** Provided data follows **

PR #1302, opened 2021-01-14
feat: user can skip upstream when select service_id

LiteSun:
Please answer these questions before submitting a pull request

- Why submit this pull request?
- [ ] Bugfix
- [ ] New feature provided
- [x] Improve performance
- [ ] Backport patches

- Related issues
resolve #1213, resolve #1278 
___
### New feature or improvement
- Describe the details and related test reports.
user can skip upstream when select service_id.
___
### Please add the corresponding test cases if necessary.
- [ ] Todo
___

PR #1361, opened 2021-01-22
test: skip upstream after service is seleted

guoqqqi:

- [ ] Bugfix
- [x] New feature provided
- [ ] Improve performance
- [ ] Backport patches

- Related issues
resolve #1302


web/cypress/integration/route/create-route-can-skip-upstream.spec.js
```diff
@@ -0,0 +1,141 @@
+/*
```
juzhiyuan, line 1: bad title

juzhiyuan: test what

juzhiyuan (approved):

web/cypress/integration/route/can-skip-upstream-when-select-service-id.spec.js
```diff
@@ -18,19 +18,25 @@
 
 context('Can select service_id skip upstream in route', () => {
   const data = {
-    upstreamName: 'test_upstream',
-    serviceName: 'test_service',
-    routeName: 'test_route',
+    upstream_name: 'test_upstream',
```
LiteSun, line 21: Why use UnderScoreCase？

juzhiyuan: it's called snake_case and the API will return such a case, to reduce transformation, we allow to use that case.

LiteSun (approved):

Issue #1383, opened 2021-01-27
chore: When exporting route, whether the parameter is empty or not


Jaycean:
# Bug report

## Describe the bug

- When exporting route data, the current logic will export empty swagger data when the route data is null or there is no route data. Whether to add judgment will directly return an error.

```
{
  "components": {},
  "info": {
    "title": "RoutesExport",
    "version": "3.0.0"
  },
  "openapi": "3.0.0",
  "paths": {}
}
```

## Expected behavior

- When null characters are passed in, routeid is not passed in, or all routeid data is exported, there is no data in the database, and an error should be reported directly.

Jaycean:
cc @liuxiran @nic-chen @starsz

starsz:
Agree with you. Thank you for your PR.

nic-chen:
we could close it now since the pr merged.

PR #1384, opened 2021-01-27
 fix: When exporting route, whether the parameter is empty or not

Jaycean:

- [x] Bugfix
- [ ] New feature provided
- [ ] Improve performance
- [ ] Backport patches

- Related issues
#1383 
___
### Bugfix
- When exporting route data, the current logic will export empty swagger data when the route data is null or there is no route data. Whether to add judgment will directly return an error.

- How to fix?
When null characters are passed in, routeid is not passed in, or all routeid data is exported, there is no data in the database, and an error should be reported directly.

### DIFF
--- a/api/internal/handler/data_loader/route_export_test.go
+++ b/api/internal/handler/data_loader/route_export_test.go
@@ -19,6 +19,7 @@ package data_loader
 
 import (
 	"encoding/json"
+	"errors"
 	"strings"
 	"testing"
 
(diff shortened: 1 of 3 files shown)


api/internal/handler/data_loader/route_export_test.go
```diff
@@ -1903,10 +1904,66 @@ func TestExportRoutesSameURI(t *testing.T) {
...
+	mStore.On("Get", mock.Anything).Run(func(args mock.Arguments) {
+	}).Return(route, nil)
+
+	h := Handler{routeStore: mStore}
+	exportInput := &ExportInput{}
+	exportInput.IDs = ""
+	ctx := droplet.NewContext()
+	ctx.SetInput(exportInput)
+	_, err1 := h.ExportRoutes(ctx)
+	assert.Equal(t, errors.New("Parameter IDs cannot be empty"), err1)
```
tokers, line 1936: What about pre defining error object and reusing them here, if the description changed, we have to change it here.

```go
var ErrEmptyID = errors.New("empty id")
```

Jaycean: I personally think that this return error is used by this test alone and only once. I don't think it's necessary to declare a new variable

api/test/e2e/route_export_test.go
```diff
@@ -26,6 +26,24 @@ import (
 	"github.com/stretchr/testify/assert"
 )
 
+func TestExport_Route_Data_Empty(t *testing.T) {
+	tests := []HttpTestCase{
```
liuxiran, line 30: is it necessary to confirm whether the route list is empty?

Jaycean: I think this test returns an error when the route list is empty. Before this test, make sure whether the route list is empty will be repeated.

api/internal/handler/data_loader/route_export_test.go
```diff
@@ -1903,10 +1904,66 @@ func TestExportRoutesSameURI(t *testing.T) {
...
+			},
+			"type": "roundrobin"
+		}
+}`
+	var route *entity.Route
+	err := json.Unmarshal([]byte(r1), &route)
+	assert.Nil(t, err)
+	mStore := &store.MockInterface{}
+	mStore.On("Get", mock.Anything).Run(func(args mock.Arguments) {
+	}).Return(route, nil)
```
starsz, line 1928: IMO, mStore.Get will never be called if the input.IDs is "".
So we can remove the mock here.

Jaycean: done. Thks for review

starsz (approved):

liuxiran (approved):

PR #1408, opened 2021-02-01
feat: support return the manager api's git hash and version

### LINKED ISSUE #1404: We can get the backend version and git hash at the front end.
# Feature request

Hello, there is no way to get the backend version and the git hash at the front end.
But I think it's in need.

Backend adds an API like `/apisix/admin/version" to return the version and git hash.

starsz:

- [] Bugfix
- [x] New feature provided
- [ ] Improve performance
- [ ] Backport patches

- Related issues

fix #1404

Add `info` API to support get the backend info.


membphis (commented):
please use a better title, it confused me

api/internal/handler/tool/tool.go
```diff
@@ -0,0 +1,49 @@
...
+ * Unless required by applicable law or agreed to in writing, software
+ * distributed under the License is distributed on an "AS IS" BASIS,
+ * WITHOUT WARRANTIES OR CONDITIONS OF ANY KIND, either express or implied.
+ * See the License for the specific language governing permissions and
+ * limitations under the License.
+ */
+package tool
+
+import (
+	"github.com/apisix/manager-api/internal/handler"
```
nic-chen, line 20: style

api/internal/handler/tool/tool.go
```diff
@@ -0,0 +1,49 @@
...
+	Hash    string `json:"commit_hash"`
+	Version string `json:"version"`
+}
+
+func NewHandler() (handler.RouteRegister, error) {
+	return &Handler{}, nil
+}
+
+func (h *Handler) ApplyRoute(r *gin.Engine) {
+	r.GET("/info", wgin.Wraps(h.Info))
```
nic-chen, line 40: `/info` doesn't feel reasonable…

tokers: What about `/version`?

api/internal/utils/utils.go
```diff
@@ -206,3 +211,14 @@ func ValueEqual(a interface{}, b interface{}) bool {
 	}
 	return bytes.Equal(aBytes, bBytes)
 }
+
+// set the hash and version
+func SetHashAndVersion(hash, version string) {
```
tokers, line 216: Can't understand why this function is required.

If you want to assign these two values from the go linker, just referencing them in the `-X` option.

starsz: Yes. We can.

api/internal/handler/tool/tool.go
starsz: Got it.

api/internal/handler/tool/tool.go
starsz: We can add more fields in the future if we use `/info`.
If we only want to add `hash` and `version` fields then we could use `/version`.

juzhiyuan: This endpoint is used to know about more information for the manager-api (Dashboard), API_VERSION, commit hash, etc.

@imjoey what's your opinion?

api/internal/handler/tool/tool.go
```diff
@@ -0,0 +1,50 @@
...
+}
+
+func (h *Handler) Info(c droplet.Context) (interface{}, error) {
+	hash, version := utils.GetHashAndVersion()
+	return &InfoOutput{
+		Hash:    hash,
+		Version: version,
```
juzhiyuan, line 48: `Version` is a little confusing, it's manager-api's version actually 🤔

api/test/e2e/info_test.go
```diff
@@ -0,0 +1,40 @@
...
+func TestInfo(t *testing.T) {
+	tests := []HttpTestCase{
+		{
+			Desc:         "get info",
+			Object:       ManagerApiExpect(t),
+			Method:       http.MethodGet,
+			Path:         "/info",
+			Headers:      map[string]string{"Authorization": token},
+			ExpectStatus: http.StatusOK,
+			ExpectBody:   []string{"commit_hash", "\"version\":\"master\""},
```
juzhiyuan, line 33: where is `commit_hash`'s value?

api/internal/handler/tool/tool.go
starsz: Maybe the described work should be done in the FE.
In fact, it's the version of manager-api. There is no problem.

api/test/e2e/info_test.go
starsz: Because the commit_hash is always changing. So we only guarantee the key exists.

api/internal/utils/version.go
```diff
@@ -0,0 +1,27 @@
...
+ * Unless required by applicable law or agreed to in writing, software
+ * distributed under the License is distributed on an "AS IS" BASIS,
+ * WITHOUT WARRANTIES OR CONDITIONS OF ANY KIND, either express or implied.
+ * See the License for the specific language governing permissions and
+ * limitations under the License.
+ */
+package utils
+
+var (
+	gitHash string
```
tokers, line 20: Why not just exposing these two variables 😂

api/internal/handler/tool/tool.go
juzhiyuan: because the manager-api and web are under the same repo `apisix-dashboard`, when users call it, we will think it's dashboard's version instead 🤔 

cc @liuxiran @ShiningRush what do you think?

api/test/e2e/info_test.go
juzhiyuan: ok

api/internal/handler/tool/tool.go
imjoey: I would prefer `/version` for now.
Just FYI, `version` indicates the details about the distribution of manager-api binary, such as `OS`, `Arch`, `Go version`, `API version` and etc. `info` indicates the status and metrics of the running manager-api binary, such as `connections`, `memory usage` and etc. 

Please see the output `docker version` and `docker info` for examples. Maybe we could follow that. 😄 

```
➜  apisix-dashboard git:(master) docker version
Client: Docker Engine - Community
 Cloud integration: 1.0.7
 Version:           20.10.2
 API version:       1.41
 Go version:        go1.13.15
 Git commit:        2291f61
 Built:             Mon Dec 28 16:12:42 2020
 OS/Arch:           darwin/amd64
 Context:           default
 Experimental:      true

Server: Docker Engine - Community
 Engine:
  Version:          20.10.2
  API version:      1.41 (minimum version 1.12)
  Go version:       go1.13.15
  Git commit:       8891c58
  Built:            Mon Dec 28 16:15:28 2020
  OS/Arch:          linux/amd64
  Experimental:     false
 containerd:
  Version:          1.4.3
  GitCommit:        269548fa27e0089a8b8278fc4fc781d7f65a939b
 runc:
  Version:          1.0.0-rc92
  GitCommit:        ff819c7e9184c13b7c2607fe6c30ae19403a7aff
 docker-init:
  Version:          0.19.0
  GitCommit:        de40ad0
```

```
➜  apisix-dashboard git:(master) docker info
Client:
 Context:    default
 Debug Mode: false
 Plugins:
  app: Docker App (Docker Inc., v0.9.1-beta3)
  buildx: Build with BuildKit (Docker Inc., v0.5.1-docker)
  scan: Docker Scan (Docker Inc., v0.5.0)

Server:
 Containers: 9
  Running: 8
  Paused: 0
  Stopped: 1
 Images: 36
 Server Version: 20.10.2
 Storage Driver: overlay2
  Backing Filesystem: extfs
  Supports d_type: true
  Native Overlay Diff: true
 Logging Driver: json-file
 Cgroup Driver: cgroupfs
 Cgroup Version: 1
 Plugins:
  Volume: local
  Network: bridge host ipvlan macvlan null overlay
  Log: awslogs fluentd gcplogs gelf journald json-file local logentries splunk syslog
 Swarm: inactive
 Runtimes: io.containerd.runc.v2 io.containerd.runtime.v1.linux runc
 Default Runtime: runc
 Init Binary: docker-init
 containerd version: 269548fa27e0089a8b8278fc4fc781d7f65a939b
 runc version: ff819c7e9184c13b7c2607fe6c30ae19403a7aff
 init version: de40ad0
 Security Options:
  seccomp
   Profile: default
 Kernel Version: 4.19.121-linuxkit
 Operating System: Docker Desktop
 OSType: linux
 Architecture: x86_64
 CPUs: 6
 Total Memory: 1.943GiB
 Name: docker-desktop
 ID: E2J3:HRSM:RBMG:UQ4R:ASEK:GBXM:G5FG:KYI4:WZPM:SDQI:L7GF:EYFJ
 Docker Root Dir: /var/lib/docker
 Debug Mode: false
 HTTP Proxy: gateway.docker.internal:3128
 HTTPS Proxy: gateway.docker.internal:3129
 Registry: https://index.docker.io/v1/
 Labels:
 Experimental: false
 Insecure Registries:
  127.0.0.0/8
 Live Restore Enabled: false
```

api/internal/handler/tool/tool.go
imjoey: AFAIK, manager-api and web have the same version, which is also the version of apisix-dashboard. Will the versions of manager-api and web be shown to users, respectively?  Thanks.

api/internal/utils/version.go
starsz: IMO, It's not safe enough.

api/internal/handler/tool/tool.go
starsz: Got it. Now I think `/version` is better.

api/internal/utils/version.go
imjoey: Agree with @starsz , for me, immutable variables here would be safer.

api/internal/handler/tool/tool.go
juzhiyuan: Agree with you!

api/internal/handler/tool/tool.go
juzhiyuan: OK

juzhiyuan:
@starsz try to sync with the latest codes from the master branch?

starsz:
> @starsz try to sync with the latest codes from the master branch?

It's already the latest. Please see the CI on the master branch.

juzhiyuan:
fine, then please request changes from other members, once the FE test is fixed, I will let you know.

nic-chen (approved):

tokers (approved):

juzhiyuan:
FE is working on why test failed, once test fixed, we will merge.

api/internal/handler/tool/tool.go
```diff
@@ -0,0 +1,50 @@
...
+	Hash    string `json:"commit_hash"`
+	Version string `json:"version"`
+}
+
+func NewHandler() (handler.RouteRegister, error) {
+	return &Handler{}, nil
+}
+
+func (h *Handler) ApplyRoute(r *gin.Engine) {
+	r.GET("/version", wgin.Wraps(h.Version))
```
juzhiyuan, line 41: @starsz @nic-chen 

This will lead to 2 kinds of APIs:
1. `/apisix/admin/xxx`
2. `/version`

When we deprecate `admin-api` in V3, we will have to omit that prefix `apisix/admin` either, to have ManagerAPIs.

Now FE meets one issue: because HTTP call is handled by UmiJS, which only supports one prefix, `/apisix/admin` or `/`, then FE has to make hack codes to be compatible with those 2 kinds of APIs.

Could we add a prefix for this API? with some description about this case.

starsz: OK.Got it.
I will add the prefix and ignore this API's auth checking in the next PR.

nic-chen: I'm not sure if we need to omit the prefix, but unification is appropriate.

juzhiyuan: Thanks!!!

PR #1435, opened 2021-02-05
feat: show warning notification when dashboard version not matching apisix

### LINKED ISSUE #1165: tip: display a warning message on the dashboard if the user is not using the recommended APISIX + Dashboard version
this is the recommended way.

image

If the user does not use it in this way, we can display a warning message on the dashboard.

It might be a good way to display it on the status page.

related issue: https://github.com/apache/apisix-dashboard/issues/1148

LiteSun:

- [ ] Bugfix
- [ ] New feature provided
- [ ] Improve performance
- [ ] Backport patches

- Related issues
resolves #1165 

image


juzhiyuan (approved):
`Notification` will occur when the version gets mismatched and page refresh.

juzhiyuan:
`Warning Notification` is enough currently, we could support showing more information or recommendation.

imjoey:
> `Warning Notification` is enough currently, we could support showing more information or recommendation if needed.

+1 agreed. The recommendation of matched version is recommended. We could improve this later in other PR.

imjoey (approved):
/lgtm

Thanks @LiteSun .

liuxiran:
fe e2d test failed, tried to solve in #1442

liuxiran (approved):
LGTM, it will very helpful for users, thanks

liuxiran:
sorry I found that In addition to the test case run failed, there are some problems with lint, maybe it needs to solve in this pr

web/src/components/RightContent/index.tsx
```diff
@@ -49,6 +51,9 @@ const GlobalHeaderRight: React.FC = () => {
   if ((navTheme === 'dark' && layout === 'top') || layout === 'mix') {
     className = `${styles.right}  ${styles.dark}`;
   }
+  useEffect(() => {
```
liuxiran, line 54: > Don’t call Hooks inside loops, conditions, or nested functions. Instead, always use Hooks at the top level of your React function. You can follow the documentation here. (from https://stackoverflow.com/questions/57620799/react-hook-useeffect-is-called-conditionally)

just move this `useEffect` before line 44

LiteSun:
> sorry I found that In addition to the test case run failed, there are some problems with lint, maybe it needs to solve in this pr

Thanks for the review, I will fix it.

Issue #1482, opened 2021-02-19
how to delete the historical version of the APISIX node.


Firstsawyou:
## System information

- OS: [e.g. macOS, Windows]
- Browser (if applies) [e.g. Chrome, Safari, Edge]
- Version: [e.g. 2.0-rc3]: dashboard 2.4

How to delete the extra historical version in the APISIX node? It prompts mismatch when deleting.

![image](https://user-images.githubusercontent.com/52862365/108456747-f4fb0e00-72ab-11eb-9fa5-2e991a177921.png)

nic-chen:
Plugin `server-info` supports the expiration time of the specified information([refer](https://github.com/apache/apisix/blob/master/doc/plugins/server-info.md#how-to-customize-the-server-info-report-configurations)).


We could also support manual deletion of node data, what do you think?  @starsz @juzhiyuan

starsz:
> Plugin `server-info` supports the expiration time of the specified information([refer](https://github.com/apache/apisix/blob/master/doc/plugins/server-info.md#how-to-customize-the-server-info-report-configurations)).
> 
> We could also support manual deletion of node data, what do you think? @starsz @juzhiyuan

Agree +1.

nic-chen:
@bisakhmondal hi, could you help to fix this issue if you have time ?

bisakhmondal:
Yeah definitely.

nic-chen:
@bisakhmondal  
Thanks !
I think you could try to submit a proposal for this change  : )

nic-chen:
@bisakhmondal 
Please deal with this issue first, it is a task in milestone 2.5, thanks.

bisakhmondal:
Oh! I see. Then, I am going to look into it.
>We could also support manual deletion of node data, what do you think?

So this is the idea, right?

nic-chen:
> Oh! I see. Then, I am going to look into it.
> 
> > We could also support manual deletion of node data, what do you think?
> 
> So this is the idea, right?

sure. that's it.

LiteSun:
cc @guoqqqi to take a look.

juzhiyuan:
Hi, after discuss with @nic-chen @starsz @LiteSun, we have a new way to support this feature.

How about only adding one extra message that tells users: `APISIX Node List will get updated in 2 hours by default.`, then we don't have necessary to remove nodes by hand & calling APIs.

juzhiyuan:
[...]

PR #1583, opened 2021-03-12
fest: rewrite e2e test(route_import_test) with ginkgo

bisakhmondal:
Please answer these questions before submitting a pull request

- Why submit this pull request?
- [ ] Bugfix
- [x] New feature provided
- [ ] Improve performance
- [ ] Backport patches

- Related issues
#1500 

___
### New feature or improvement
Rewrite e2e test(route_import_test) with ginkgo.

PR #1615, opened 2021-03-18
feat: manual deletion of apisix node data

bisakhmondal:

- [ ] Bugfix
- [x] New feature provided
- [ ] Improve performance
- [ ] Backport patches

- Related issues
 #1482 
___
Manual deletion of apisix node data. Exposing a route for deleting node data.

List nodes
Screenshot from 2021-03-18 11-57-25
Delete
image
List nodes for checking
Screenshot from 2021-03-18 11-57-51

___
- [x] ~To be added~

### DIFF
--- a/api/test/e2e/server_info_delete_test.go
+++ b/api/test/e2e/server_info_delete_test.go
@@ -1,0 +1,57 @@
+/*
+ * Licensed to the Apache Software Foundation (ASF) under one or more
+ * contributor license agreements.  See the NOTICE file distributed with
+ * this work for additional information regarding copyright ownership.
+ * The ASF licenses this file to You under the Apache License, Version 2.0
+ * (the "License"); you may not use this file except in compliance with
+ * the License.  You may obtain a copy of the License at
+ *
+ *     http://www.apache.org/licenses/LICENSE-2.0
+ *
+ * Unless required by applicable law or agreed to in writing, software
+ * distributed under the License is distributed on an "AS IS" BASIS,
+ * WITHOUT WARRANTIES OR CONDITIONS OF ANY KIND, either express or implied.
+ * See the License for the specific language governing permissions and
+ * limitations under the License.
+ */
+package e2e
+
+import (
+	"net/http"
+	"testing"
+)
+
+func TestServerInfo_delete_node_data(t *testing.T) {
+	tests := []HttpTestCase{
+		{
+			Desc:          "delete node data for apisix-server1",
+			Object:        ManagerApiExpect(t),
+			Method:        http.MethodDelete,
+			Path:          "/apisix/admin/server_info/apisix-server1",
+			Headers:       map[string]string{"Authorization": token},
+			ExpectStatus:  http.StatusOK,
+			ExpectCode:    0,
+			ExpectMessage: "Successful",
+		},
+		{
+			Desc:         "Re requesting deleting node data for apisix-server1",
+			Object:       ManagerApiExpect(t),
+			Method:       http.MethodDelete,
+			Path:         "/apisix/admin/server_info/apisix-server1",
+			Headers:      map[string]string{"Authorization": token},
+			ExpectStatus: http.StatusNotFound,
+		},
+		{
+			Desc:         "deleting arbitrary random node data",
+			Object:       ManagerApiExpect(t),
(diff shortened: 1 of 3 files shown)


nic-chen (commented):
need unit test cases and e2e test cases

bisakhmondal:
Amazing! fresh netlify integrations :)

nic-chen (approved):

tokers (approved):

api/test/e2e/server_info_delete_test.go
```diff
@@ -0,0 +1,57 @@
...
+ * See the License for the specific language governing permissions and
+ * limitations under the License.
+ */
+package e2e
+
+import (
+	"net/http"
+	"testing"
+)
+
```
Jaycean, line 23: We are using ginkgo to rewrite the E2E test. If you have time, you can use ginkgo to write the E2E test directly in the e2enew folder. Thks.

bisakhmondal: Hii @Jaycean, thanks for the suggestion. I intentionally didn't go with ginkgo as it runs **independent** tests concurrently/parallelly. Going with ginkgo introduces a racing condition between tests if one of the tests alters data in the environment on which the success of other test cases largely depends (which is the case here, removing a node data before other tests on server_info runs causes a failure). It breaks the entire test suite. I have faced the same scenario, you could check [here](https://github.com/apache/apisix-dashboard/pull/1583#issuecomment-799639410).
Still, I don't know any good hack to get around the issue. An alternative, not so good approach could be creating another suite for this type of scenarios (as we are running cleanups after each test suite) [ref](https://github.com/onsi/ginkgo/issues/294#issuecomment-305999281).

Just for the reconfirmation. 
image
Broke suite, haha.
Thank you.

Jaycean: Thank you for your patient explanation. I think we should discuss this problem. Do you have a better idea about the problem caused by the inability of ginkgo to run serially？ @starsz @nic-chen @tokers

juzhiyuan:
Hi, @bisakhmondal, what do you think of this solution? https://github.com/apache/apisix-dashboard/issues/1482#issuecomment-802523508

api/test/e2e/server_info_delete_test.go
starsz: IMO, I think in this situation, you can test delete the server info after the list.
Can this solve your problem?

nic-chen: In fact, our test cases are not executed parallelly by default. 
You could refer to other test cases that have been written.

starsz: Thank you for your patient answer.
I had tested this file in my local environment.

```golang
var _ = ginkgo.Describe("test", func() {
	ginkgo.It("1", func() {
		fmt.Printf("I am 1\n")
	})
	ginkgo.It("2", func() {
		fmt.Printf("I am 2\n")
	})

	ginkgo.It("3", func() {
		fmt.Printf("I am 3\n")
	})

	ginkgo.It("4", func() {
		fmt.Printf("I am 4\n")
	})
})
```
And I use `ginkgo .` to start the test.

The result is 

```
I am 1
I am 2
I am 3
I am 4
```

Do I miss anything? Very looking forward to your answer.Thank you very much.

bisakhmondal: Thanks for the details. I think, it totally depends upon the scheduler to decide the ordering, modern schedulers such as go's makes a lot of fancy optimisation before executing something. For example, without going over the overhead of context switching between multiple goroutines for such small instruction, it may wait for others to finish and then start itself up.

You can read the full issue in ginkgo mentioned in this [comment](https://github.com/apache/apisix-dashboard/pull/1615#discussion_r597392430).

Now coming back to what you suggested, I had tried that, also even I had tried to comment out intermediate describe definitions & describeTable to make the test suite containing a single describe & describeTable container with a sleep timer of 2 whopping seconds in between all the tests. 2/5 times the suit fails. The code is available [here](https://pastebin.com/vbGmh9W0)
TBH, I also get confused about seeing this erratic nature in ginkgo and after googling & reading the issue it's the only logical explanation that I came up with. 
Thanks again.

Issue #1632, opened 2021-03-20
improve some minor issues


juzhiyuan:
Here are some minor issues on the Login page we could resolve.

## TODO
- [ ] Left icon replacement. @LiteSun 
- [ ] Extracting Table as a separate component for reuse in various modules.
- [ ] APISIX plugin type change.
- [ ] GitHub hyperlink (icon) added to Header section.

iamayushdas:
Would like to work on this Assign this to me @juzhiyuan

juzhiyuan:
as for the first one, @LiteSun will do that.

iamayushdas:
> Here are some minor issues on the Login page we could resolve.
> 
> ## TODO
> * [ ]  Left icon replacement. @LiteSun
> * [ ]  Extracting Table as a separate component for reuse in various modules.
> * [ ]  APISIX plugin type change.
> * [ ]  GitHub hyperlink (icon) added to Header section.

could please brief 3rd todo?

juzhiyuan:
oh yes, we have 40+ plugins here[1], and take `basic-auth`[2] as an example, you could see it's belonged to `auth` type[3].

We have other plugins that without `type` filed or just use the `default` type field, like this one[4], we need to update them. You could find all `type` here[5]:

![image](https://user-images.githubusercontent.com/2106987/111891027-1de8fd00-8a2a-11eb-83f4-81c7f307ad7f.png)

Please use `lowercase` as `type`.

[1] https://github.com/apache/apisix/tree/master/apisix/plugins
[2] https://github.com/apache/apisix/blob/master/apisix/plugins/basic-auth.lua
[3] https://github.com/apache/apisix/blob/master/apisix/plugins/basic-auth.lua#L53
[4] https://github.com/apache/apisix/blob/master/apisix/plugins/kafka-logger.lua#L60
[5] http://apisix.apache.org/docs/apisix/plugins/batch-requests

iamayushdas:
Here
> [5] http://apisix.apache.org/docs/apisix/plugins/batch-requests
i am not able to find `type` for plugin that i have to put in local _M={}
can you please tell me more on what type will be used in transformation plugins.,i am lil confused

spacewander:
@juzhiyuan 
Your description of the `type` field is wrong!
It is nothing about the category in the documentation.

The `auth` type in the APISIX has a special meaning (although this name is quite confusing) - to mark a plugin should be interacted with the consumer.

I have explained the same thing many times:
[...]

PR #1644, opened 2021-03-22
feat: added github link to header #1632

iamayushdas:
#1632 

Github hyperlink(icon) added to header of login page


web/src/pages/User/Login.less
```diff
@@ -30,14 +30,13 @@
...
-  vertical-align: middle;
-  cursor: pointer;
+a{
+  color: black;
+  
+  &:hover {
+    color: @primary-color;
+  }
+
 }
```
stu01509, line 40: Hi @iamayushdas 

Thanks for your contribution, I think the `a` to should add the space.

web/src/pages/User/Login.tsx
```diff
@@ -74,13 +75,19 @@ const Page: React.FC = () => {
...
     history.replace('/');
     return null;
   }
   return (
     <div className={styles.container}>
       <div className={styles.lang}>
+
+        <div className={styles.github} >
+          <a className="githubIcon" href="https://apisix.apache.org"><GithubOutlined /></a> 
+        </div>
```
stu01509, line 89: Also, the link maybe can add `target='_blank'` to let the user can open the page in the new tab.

** End of Provided data **

Work instructions =>
For each line of the material that contains the word "requests", make a copy.

Reply to the task =>
[5] http://apisix.apache.org/docs/apisix/plugins/batch-requests
> [5] http://apisix.apache.org/docs/apisix/plugins/batch-requests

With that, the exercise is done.